Stored data entries:
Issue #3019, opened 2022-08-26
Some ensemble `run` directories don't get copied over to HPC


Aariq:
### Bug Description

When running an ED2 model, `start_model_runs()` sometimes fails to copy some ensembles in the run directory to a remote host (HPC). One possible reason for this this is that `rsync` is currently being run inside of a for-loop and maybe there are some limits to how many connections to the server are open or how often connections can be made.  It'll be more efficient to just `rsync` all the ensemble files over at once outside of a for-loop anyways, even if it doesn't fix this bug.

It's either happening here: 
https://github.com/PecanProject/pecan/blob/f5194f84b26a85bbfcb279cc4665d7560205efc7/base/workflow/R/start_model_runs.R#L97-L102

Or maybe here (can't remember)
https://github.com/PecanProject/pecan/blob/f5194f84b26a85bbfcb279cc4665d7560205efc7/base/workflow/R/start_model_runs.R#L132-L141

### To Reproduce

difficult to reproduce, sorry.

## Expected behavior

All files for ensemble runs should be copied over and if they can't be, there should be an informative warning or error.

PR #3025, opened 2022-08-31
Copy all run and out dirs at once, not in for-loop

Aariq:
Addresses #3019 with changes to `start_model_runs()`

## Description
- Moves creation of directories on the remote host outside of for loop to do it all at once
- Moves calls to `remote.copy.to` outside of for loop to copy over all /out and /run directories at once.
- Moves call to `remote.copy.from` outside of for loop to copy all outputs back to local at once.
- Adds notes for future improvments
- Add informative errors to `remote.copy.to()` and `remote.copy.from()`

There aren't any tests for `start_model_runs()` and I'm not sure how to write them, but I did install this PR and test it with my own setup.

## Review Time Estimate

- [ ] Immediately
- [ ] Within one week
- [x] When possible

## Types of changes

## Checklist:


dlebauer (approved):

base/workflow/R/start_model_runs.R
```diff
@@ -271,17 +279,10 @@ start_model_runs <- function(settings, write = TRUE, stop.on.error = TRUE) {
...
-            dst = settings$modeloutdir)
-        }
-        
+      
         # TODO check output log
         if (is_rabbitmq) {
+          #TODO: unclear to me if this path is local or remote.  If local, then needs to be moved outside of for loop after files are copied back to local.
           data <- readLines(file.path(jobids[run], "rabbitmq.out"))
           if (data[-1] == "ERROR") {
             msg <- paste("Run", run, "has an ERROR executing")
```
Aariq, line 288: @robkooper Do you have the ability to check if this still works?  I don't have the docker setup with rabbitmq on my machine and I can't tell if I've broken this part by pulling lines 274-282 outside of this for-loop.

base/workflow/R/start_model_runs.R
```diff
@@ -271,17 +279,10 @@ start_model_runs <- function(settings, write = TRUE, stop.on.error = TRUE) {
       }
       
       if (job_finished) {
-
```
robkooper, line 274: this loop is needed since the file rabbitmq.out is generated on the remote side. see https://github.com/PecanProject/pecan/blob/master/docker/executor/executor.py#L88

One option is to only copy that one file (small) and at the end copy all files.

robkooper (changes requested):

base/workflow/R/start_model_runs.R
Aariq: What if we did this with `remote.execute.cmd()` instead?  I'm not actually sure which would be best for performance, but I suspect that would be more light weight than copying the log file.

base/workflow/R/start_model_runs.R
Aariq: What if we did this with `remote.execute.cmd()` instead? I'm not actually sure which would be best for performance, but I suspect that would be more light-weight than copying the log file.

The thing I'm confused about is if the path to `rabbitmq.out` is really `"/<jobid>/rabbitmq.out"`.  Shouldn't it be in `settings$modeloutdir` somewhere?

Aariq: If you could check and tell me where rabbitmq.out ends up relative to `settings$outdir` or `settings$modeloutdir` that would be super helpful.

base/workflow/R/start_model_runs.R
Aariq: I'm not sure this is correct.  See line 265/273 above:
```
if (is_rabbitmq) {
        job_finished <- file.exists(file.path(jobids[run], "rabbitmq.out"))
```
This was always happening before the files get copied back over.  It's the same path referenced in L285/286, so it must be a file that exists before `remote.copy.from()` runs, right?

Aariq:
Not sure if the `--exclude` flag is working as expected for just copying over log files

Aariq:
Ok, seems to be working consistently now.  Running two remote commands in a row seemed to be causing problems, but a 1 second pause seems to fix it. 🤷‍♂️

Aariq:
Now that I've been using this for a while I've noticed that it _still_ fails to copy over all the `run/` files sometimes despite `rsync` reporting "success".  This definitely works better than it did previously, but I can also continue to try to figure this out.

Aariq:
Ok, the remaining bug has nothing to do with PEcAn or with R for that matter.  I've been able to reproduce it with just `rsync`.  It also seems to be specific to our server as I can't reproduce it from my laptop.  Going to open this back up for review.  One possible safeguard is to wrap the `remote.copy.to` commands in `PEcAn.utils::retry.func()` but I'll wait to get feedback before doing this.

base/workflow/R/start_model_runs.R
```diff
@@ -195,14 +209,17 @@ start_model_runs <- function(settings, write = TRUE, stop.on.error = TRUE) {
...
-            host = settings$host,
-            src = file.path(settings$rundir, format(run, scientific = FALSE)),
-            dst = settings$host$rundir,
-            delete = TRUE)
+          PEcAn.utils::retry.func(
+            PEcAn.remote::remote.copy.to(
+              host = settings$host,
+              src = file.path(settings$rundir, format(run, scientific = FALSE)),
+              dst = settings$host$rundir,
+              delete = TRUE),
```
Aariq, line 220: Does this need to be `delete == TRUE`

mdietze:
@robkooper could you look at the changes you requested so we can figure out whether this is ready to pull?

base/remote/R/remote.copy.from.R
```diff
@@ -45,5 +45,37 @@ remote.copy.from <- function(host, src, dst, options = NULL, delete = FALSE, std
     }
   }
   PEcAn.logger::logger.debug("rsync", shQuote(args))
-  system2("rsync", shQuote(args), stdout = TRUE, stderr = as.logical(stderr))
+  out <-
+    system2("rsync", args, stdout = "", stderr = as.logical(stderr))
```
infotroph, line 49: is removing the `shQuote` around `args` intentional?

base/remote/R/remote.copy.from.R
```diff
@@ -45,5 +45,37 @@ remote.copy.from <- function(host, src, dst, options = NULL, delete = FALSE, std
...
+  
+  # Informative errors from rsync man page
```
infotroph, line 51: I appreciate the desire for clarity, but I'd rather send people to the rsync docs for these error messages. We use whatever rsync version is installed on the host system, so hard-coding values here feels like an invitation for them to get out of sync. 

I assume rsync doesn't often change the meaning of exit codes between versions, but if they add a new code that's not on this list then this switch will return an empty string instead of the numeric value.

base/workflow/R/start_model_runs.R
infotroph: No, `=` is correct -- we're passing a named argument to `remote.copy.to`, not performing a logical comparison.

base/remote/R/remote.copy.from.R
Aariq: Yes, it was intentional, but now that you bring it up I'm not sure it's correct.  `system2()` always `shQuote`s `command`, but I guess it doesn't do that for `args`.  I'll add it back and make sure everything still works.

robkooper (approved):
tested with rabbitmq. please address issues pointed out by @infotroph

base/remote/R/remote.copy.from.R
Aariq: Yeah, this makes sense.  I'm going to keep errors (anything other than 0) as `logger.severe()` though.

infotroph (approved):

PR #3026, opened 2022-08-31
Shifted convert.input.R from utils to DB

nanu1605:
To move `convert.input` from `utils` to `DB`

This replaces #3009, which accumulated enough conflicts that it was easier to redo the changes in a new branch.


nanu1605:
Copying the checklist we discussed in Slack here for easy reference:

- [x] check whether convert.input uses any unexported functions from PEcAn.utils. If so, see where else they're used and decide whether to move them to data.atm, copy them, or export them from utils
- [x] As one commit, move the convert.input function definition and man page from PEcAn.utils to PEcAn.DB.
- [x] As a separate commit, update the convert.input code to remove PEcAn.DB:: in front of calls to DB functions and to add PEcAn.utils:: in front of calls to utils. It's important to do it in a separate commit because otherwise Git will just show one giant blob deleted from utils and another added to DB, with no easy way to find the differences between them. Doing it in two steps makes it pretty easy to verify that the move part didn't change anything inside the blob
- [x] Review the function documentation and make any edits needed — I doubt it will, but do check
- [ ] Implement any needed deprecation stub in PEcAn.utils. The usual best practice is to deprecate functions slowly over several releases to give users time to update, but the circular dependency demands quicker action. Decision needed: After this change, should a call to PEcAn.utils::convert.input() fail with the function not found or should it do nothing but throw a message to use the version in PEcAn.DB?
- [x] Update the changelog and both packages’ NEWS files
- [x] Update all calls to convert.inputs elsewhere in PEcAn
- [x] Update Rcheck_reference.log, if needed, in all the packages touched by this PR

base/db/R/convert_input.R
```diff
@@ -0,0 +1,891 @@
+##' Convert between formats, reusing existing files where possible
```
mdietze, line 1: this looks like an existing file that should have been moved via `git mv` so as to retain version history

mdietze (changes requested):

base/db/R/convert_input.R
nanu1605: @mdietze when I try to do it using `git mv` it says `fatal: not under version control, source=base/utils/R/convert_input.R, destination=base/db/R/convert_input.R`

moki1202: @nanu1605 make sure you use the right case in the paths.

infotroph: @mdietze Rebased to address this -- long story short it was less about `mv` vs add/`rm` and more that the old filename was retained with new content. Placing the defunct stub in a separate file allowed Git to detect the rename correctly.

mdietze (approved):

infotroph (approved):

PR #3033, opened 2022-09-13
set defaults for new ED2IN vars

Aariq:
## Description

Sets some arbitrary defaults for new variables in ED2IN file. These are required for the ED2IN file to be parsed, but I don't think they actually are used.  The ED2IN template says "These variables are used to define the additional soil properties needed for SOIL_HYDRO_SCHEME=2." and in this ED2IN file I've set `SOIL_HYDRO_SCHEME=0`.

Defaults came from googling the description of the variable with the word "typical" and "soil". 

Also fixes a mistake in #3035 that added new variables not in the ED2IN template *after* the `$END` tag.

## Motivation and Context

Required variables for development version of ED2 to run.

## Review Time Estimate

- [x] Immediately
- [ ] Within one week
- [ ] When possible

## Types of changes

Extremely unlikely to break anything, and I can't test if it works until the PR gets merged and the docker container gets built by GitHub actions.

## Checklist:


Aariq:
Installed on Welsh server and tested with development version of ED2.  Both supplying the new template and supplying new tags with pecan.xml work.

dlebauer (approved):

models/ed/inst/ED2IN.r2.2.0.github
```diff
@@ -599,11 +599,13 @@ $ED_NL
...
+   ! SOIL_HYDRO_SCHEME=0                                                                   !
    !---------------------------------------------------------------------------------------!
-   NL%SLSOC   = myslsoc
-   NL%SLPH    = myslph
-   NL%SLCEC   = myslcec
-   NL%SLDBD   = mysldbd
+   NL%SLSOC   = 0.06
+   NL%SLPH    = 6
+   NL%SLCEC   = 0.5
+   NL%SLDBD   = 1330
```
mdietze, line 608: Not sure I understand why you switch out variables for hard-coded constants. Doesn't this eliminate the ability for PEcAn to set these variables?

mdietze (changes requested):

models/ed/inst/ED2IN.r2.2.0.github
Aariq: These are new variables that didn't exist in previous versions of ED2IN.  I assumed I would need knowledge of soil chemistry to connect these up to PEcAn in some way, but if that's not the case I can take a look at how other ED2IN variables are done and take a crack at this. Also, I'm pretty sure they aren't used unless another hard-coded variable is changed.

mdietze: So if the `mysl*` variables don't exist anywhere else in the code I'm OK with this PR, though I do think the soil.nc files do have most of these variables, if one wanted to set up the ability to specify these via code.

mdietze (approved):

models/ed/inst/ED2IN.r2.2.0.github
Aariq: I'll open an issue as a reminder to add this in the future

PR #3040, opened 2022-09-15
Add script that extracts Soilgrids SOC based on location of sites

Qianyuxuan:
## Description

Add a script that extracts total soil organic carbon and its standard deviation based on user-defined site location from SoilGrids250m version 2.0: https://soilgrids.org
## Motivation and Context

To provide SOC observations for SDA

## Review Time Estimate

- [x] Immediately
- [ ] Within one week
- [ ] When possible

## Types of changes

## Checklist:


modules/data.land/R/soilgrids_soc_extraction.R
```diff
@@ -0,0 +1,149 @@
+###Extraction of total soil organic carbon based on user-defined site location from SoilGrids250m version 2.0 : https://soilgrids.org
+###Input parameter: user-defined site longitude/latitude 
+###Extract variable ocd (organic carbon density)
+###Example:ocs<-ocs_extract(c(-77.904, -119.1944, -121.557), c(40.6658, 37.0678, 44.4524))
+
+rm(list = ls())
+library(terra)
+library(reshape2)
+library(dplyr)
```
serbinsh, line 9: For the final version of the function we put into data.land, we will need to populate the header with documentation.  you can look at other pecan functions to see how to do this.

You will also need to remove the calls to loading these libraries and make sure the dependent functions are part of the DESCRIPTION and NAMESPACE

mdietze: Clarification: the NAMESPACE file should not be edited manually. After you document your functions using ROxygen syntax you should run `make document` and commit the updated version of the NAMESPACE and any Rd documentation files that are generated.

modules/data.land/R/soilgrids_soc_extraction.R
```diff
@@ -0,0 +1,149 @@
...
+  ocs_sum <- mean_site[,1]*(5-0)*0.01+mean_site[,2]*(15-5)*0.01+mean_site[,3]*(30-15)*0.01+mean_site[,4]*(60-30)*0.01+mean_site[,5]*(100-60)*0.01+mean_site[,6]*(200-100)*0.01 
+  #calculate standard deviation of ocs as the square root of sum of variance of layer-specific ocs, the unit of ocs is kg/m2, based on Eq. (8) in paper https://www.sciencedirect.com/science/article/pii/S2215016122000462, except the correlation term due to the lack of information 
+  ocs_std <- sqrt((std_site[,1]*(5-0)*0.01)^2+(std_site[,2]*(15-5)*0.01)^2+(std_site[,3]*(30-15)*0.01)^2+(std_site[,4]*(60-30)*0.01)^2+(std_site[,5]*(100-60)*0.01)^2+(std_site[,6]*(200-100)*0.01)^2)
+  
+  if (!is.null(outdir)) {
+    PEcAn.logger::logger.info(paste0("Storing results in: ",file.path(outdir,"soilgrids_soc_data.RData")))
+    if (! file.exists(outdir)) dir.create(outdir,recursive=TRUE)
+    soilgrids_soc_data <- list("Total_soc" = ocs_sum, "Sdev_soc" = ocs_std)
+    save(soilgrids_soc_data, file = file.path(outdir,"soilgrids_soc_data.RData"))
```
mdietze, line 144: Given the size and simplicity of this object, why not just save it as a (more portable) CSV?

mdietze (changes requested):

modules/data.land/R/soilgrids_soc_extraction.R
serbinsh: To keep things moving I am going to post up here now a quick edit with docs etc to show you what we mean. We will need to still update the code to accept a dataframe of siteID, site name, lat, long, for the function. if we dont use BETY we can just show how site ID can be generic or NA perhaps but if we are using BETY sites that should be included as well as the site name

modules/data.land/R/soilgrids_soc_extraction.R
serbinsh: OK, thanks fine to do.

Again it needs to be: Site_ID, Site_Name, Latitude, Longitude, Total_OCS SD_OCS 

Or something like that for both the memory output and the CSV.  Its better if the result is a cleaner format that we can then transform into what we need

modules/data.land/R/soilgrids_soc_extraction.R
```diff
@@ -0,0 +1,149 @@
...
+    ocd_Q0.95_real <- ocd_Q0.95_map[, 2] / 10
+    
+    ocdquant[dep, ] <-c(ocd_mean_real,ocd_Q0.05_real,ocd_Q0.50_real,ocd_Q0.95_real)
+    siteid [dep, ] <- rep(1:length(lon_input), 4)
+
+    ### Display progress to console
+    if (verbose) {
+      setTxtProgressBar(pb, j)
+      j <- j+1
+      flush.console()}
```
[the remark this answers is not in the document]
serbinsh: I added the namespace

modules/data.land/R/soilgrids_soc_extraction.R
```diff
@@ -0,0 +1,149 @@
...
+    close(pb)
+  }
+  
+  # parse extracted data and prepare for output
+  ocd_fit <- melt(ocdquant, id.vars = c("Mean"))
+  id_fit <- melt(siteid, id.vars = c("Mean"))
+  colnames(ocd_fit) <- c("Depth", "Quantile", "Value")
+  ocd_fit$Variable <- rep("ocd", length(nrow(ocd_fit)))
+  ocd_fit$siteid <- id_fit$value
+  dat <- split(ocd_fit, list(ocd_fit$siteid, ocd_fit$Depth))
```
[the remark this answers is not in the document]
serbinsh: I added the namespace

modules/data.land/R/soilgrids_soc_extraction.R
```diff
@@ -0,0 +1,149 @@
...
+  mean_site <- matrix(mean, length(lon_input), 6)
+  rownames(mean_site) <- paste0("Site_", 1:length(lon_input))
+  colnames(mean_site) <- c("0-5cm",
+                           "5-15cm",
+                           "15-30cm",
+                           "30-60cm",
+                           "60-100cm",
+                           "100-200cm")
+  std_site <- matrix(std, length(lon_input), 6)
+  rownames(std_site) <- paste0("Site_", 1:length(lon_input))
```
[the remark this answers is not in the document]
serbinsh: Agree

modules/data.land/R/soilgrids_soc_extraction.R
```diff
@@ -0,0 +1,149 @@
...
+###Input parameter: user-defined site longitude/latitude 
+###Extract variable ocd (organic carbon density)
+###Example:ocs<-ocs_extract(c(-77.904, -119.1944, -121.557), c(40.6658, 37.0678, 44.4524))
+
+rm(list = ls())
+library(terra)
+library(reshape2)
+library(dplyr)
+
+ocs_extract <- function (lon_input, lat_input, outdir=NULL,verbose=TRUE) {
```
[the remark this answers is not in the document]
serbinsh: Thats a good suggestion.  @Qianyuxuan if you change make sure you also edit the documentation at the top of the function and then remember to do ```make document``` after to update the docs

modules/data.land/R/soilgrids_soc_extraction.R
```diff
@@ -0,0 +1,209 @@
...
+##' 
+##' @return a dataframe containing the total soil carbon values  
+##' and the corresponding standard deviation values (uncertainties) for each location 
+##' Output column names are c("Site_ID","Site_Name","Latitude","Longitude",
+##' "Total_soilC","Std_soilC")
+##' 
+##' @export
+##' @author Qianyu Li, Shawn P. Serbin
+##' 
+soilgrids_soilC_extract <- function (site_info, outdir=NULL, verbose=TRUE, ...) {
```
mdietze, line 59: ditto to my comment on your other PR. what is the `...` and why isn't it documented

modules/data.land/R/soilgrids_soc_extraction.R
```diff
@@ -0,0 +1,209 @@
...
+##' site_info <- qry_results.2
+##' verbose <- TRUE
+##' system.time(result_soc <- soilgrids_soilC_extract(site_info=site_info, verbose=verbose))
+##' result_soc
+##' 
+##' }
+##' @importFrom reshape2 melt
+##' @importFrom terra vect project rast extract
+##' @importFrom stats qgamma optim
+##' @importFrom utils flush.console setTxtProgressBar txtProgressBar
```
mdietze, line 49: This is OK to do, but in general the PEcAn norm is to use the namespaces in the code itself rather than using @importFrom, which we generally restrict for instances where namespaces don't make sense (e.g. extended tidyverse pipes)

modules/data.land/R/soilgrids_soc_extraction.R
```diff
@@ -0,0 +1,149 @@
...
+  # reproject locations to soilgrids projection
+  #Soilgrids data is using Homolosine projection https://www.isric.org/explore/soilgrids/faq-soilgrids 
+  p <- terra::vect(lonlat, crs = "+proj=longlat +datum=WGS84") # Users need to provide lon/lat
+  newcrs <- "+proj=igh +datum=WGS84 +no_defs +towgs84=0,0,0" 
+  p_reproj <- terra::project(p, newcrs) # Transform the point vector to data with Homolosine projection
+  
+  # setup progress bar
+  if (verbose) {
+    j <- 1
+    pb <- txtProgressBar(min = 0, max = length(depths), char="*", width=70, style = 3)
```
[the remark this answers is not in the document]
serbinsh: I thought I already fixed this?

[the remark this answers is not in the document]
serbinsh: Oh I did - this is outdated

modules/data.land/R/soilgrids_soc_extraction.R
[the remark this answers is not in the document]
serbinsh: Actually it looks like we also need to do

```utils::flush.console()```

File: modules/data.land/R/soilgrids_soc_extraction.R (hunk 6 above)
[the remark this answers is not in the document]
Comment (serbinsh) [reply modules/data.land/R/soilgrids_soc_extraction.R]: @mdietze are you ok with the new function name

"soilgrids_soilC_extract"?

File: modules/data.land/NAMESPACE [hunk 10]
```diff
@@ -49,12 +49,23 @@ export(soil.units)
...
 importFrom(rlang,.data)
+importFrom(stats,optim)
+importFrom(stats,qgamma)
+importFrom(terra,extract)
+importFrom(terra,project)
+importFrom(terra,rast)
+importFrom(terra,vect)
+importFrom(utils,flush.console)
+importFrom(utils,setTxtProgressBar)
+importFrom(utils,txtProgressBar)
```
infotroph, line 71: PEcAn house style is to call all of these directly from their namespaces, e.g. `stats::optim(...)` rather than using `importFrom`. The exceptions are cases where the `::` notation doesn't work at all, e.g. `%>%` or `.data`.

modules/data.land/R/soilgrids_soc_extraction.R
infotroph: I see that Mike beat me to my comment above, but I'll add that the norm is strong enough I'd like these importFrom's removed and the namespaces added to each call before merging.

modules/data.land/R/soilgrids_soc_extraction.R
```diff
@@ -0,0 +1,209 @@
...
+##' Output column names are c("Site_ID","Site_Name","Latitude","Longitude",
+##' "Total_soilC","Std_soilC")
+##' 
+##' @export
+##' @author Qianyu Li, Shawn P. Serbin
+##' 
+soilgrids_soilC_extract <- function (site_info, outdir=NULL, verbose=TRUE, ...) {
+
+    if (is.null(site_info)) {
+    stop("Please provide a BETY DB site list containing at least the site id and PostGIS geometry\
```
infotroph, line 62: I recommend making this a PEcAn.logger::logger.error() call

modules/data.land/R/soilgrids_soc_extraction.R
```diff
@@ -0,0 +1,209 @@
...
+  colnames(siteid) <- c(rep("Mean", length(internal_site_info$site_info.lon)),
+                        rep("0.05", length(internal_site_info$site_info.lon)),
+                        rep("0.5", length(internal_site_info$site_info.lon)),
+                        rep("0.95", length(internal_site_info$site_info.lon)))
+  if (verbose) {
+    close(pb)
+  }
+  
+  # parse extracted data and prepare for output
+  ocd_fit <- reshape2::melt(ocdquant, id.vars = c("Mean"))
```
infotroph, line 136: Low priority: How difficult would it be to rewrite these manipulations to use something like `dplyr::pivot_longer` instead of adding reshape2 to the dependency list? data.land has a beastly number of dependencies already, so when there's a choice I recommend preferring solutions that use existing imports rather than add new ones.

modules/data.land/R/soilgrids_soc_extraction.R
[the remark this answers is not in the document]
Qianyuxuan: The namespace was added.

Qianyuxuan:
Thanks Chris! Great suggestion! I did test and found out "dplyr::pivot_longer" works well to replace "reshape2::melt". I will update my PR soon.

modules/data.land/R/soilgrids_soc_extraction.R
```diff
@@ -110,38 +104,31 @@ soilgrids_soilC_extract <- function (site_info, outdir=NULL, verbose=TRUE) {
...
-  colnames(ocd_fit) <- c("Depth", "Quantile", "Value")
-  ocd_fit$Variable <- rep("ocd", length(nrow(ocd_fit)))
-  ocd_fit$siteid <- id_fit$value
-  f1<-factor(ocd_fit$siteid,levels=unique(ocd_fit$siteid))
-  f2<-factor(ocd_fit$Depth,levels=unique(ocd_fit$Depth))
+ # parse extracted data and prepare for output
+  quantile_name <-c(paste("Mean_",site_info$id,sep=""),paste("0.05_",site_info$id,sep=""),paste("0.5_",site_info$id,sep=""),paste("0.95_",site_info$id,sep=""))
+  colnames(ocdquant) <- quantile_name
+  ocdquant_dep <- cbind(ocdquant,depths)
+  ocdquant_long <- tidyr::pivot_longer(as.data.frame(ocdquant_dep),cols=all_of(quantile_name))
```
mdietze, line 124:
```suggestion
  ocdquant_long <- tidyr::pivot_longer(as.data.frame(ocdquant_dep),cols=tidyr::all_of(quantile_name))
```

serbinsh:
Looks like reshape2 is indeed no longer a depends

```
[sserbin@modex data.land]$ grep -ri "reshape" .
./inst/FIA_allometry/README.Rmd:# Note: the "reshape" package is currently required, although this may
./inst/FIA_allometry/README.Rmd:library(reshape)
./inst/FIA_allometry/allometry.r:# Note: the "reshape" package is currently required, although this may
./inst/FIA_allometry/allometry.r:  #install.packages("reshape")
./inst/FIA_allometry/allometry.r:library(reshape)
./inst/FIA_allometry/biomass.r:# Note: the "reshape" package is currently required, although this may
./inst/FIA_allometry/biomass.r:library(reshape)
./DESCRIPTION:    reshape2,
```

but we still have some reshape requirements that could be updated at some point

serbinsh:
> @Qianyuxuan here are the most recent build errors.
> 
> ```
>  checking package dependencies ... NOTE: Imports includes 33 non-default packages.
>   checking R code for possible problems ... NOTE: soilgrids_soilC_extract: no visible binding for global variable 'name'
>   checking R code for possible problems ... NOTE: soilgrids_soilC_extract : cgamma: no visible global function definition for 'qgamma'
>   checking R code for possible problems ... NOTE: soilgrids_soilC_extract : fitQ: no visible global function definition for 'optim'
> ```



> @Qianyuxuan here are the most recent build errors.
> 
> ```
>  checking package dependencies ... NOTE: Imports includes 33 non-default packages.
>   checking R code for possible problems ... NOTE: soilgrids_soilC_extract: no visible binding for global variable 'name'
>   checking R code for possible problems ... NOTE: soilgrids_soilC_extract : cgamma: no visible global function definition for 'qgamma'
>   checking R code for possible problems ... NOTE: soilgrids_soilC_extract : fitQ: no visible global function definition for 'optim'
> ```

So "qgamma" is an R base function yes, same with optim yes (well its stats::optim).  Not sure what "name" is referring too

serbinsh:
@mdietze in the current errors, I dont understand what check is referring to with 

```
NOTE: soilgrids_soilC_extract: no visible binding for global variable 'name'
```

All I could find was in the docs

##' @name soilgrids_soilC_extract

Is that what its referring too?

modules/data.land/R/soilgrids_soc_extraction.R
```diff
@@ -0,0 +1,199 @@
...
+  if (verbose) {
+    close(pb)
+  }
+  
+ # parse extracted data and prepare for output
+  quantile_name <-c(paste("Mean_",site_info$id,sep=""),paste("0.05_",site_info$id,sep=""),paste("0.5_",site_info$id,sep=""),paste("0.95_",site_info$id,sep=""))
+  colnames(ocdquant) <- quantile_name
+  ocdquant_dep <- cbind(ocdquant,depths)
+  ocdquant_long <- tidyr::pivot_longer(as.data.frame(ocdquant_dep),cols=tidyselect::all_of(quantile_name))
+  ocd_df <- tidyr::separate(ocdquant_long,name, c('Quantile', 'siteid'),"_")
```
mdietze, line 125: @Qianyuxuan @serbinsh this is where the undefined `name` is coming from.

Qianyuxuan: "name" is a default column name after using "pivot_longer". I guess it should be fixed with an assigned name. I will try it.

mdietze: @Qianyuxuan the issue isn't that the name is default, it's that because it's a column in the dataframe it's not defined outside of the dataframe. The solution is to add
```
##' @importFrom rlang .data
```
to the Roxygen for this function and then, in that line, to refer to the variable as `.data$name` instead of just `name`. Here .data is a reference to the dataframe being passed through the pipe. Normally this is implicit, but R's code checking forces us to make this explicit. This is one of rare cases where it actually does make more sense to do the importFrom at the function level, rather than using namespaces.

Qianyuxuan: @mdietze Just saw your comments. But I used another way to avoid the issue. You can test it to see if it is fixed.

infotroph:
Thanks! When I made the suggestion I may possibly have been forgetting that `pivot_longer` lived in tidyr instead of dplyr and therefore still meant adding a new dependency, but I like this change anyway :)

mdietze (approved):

■ **Description of the task**
Start with the line above that contains "Defaults came from" and end with the line that contains "Installed on Welsh". Write out those lines exactly, and only those.

■ **Response to the task**
Defaults came from googling the description of the variable with the word "typical" and "soil". 

Also fixes a mistake in #3035 that added new variables not in the ED2IN template *after* the `$END` tag.

## Motivation and Context

Required variables for development version of ED2 to run.

## Review Time Estimate

- [x] Immediately
- [ ] Within one week
- [ ] When possible

## Types of changes

Extremely unlikely to break anything, and I can't test if it works until the PR gets merged and the docker container gets built by GitHub actions.

## Checklist:


Aariq:
Installed on Welsh server and tested with development version of ED2.  Both supplying the new template and supplying new tags with pecan.xml work.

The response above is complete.